Désormais les ressources environnementales ont un coût et les mécanismes fiscaux et
d’incitation élaborés par le législateur ainsi que certains mécanismes de marchés tentent à
incorporer ce coût dans la production de valeur.

Il n’en reste pas moins le caractère flou, incertain du principe de précaution qui tendrait à
brider toute initiative. Il convient en ce domaine d’analyser l’interprétation du juge
administratif français mais également dans une perspective plus prospective les conclusions
de la CJCE quant à l’application du principe de précaution dans la gestion des zones Natura
2000.

Le Conseil d’Etat français dans une décision partant sur la reprise des essais nucléaires dans le
Pacifique a souligné en 1995 que le principe de précaution relevait des motifs, qu’il n’était
donc pas une norme juridique. Certes, 10 ans plus tard le contexte et le corpus juridique même
ont évolué.

Le caractère flou du principe de précaution n’est pas en lui-même une exception ni même un
obstacle à son application. La France est friande de ces conceptualisations à valeur
universelle : le principe d’égalité, l’intérêt supérieur de l’enfant en sont quelques exemples. Ils
nécessitent pour être appliqués une interprétation du juge qui est alors prédominante.

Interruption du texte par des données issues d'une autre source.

PR #584, opened 2026-08-13
sens: report what the estimate's linear step does about the bounds

devin-griff:
This implements item 0 of the sensitivity roadmap (#255), which is the
ratio test to the first crossing and the report that carries it. A
caller can then see what happened instead of reading a warning that the
step was clamped.

`estimate()` today takes the linear step, clips any variable that leaves
its bounds, warns, and returns. The warning names the variables and
stops there. A caller cannot tell how far along the perturbation the
active set changed, whether a constraint became active before any
variable did, or whether the gap against a re-solve comes from the
barrier parameter, from a regularized factor, or from relaxed bounds.

## What this adds

`estimate_report(model, perturb)` takes the same perturbation argument
`estimate()` takes and returns an `EstimateReport`. It runs the same
step and measures it. Nothing about `estimate()` changes beyond the
perturbation parsing moving into a helper the two now share.

The report carries the fraction of the perturbation that fits before
the first bound is reached, and which variable or constraint reaches
its bound there. It also carries the coordinates the full step pushes
past a bound and by how much, the constraint violation at the predicted
point, and the activity classification for variables and constraints.
Alongside those are the three things that separate this predictor from
the exact value at the perturbed active set: the barrier parameter, the
factor's inertia-correction perturbations, and whether the solve
relaxed its bounds.

The classification is passed through from `Solver.classify_activity`
rather than recomputed. This is the same classifier the covariance and
information work shipped, which is what left item 0 with only the ratio
test and the report assembly to build. No Rust changed.

## The ratio test excludes coordinates already on a bound

A coordinate on its bound cannot be crossed by a step, and scoring one
produces noise rather than a finding. The remaining gap is the small
slack the barrier leaves, the step component is the same size, and
their quotient can take any value. Left in, it becomes the minimum on
any model carrying an active bound, which is most real ones.

The exclusion reads the classification rather than a distance, because
that slack is `O(mu)` at a strongly active bound but `O(sqrt(mu))` at a
weakly active one, and no single distance threshold separates the
second from a coordinate genuinely close to its bound. A distance
threshold remains as the backstop for a solve with no classification
available.

Equality constraints and the constraints pinning the declared Params do
not take part either. An equality constraint is held to first order and
admits no activity change, and a pin constraint's right-hand side is
what the perturbation moves.

## Which residual this reports

Items 0 and 4 of the roadmap both say "the residual" without saying
which one. This reports the constraint violation at the predicted
point, the primal half, since item 0 is scoped as assembly of
quantities the core already exposes and the NL evaluators supply it
directly.

The dual half belongs to item 4, whose corrector is specified as one
primal-dual iteration returning the residual. A primal-dual iteration
holds the updated multipliers, so the full KKT residual is computed
where they already live and comes back as a number. Assembling it out
here instead would mean exposing the multiplier steps in user space,
where only the primal block and the equality multipliers have a
mapping from the compound vector today.

Worth making explicit in the roadmap note, since nothing in the text
currently distinguishes the two.

## A relaxed solve is reported, not raised

`classify_activity` raises for a solve that ran with a non-zero
`bound_relax_factor`, since relaxed bounds shift the slacks it reads.
Rather than propagate that, the report sets `bounds_relaxed` and leaves
the classification empty, and everything else in it is still measured.
A diagnostic that raised there would give the caller nothing exactly
when they are trying to find out why the estimate and a re-solve
disagree.

## Validation

The suite adds 18 tests, each naming its model and pinning its number:

- The step fraction matches a brute-force scan of the unclamped step,
  on the same coordinate exactly and to 1e-12 relative. The same holds
  with a fixed variable present, which the solve removes and which
  shifts every later factor column.
- The step fraction matches hand-computed crossings to 1e-8, for a
  variable bound and for a constraint that binds while both variables
  are still interior.
- The violation matches direct evaluation at the predicted point to
  1e-12.
- The crossing distances match the unclamped estimate to 1e-9.
- An interior perturbation crosses nothing and reports a fraction above
  one.
- A strongly active bound and a weakly active bound are classified as
  such, and neither is reported as a crossing.
- The barrier parameter and the classification agree with calling the
  classifier directly.
- Constraints are named as the model names them, not by the clone names
  the declared-parameter surgery gives them.
- Two parameters perturbed at once agree with the brute-force scan.
- The report is the same through `SolverFactory('pounce')`,
  `SolverFactory('pounce_v2')` and the contrib `SolverFactory('pounce')`,
  since `Pounce.solve` sends a model carrying declarations down the same
  in-process route.
- An end-to-end case saturates a control with a setpoint move. The
  report names the control and returns a fraction below one, and
  re-asking at exactly that fraction crosses nothing.

The local run passes 295 tests in pyomo-pounce, against a 277 baseline
on main.

## Error message correction

The no-session error in `estimate`, `gradient`, `covariance` and
`information` told the reader to solve with `SolverFactory('pounce')`,
which has been incomplete since the v2 interface was added. All five
messages now name the three routes. Verifying that the report is route
independent is what turned this up.

### DIFF
--- a/pyomo-pounce/pyomo_pounce/sens.py
+++ b/pyomo-pounce/pyomo_pounce/sens.py
@@ -1104,9 +1104,15 @@ class EstimateReport:
         Variable data to the distance by which the full step leaves
         that variable's bound. These are the variables `estimate()`
         clamps.
-    crossed_rows : dict
-        Constraint name to the same distance, for inequality
+    crossed_rows : ComponentMap
+        Constraint data to the same distance, for inequality
         constraints.
+
+    Those two are keyed by model components, because every coordinate
+    that crosses has one. The two classifications below are keyed by
+    solve-space name instead, because they cover every coordinate of
+    the solve, including the ones the declared-parameter surgery
+    created, which have no counterpart on the model.
     violation : float
         Largest constraint violation at the predicted point, measured
         against the perturbed right-hand sides. This is the primal
@@ -1168,12 +1174,21 @@ def _row_step(session, dx):
     """Jacobian at the base point times the step, in row order."""
     rows, cols = session.nl.jacobian_structure()
     vals = np.asarray(session.nl.jacobian(session.base_x))
-    dg = np.zeros(len(session.con_names))
-    np.add.at(dg, np.asarray(rows), vals * dx[np.asarray(cols)])
-    return dg
+    return np.bincount(np.asarray(rows),
+                       weights=vals * dx[np.asarray(cols)],
+                       minlength=len(session.con_names))
 
 
-def _ratio_test(base, step, lo, hi, names, live=None):
+#: No bound at all reaches here as the reader's sentinel rather than an
+#: infinity: `read_nl` seeds every bound vector with +-1e19, so an
+#: `isfinite` test passes on it and scores a crossing at 1e18 times the
+#: perturbation. The magnitude test is the convention the rest of the
+#: package already uses (`preflight`, `block_init`, gh #401 / #403).
+_NO_BOUND = 1e19
+
+
+def _ratio_test(base, step, lo, hi, names, live=None, on_bound=None,
+                mu=float("nan")):
     """Smallest fraction of `step` that reaches a bound, and where.
 
     Only coordinates strictly inside their bounds take part, because a
@@ -1185,28 +1200,47 @@ def _ratio_test(base, step, lo, hi, names, live=None):
     active bound. Activity is reported through the classification
     instead.
 
-    The caller passes the exclusion in `live`, built from that same
-    classification, since that slack is O(mu) at a strongly active
-    bound but O(sqrt(mu)) at a weakly active one and no single distance
-    threshold separates the second from a coordinate genuinely close to
-    its bound. The threshold below is the backstop for when no
-    classification is available.
+    Two things decide that a coordinate is on a bound, and both are
+    needed. `on_bound` carries the classification, which is exact where
+    the classifier commits. It is applied per SIDE, not per coordinate:
+    a coordinate held at one bound can still be carried across its
+    other one, so excluding it outright drops a real crossing.
+
+    The distance test below covers the coordinates the classifier
+    declines to rule on, where the label cannot answer the question
+    because `ambiguous` spans both a coordinate near its bound with
+    room left and one already on it. What separates those is the size
+    of the remaining gap, which is O(mu) at a strongly active bound and
+    O(sqrt(mu)) at a weakly active one, against O(1) room in the
+    interior. So the threshold scales with sqrt(mu), measured four
+    orders of magnitude clear of the interior case. Without a
+    classification there is no `mu` either, and it falls back to a
+    fixed threshold.
 
     Coordinates whose step is below the roundoff of their own magnitude
     also take no part, since dividing by one puts the crossing at an
     enormous multiple of the perturbation, which is not a finding.
     """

Le Principe de Précaution pourrait être assimilé à une norme de comportement comparable à


celle de la « gestion en bon père de famille » chère au Code Civil français.

Il n’en reste pas moins que cette norme s’appliquant, crée une contrainte pour les acteurs
économiques sous le contrôle des pouvoirs publics (cf. Natura 2000).
En droit français, le juge n’a jusqu’à ce jour jamais une décision sur le Principe de Précaution
mais sur des notions de Santé Publique (OGM).

L’application du Principe de Précaution est dominante et dépend du recueil de l’information


scientifique pertinente qui fait partie intégrante de la légalité de la décision. L’application du
code de l’environnement relève plutôt du contrôle de l’Erreur Manifeste d’Appréciation.

Car l’application du Principe de Précaution implique une évaluation coût/bénéfice et


coût/capacité financière des opérateurs. (cf Gaucho / grande culture) or le juge français n’a
jamais utilisé ce mécanisme. Il n’y a donc à aujourd’hui pas d’évolution notable de la prise de
décision.

Si le Principe de Précaution inclut une responsabilité objective, celle-ci se décline dans la


sphère pénale et dans la sphère civile. Cette responsabilité peut être mise en cause des années
après l’occurrence du fait générateur une fois l’information scientifique disponible. Il s’agirait
d’une véritable bombe à retardement.

Pour l’heure il permet surtout de créer un mécanisme de réparation environnementale distinct


des effets d’une responsabilité pénale (répartition symbolique) ou d’une responsabilité civile
(réparation au bénéfice d’une victime).